- [The task]
Each line must appear in the answer exactly as it does in the data.

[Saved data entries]
◆ ◆ ◆ ◆ ◆ ◆ ◆

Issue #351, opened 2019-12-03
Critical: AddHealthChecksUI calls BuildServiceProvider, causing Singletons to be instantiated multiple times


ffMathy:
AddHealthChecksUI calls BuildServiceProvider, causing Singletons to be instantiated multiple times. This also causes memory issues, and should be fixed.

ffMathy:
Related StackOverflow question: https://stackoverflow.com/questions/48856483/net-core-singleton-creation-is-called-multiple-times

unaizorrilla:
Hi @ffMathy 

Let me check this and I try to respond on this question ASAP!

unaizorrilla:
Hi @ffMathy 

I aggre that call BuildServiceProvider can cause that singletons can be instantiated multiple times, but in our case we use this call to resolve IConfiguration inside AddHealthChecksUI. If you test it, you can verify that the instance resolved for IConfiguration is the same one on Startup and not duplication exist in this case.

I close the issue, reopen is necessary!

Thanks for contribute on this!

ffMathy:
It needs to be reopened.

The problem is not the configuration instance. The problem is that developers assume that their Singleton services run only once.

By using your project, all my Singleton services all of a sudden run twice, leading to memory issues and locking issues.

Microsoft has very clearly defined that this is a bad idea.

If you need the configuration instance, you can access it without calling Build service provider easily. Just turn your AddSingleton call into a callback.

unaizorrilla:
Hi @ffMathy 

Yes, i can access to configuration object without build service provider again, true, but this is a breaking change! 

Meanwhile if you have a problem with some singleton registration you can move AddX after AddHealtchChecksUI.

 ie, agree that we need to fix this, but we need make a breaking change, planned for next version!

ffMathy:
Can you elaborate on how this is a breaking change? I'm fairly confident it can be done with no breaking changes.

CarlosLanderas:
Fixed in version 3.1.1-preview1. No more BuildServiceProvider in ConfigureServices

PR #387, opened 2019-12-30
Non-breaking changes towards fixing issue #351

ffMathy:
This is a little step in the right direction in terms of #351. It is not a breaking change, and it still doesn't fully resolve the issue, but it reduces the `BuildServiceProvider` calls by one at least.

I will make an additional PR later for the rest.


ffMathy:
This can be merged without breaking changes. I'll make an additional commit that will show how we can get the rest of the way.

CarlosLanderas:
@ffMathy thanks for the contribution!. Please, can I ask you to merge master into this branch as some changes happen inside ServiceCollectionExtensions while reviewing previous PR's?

◆ ◆ ◆ ◆ ◆ ◆ ◆

- [Task result]
Issue #351, opened 2019-12-03
Critical: AddHealthChecksUI calls BuildServiceProvider, causing Singletons to be instantiated multiple times


ffMathy:
AddHealthChecksUI calls BuildServiceProvider, causing Singletons to be instantiated multiple times. This also causes memory issues, and should be fixed.

ffMathy:
Related StackOverflow question: https://stackoverflow.com/questions/48856483/net-core-singleton-creation-is-called-multiple-times

unaizorrilla:
Hi @ffMathy 

Let me check this and I try to respond on this question ASAP!

unaizorrilla:
Hi @ffMathy 

I aggre that call BuildServiceProvider can cause that singletons can be instantiated multiple times, but in our case we use this call to resolve IConfiguration inside AddHealthChecksUI. If you test it, you can verify that the instance resolved for IConfiguration is the same one on Startup and not duplication exist in this case.

I close the issue, reopen is necessary!

Thanks for contribute on this!

ffMathy:
It needs to be reopened.

The problem is not the configuration instance. The problem is that developers assume that their Singleton services run only once.

By using your project, all my Singleton services all of a sudden run twice, leading to memory issues and locking issues.

Microsoft has very clearly defined that this is a bad idea.

If you need the configuration instance, you can access it without calling Build service provider easily. Just turn your AddSingleton call into a callback.

unaizorrilla:
Hi @ffMathy 

Yes, i can access to configuration object without build service provider again, true, but this is a breaking change! 

Meanwhile if you have a problem with some singleton registration you can move AddX after AddHealtchChecksUI.

 ie, agree that we need to fix this, but we need make a breaking change, planned for next version!

ffMathy:
Can you elaborate on how this is a breaking change? I'm fairly confident it can be done with no breaking changes.

CarlosLanderas:
Fixed in version 3.1.1-preview1. No more BuildServiceProvider in ConfigureServices

PR #387, opened 2019-12-30
Non-breaking changes towards fixing issue #351

ffMathy:
This is a little step in the right direction in terms of #351. It is not a breaking change, and it still doesn't fully resolve the issue, but it reduces the `BuildServiceProvider` calls by one at least.

I will make an additional PR later for the rest.


ffMathy:
This can be merged without breaking changes. I'll make an additional commit that will show how we can get the rest of the way.

CarlosLanderas:
@ffMathy thanks for the contribution!. Please, can I ask you to merge master into this branch as some changes happen inside ServiceCollectionExtensions while reviewing previous PR's?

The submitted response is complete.